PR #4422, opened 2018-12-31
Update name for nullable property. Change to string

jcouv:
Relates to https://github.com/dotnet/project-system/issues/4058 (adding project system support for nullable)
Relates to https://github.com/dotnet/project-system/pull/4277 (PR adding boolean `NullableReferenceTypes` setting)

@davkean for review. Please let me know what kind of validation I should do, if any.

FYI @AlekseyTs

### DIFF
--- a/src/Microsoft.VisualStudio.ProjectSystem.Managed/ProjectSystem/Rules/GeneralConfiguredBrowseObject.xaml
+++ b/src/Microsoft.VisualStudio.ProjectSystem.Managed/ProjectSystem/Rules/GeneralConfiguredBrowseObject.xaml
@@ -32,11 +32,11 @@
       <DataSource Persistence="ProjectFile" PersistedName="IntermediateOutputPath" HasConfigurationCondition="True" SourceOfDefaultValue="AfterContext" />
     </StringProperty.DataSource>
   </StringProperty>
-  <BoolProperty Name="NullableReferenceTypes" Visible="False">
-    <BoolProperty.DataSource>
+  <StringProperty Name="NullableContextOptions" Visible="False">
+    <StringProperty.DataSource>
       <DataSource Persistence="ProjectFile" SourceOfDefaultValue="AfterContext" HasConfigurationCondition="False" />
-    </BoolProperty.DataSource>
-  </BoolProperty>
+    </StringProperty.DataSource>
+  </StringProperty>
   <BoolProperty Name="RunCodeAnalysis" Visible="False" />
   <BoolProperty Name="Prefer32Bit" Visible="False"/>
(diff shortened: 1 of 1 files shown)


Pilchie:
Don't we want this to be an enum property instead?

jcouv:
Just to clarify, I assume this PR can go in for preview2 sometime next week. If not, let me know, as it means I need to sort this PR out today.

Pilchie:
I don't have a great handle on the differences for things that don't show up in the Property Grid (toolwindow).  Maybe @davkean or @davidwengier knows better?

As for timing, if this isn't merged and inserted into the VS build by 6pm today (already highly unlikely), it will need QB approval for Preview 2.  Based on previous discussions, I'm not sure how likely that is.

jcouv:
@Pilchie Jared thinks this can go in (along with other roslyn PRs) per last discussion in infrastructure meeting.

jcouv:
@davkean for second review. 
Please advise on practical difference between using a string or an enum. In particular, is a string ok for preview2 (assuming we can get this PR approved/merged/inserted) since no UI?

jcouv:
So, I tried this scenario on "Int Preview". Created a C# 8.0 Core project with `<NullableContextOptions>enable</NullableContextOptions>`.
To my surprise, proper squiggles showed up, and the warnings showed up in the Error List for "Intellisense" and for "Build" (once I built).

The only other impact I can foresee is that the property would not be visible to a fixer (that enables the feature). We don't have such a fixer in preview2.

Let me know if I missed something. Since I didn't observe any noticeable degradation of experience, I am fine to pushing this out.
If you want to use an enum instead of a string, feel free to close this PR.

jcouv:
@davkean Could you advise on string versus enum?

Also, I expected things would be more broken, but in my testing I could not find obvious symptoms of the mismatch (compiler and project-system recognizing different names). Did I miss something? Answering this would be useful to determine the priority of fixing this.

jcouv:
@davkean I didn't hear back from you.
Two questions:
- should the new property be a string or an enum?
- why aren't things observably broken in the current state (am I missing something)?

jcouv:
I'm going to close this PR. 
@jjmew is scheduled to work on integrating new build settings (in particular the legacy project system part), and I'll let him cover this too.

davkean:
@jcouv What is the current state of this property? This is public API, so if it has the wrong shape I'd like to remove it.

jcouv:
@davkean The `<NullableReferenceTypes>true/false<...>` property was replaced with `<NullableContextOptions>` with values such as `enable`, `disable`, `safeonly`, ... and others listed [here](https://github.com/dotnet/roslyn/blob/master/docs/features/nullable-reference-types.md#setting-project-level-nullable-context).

· · · · · · ·

#### The problem:
Lines containing the word "Relates" are to be tallied across the entries above; give only the resulting count.

#### Solution for this problem:
2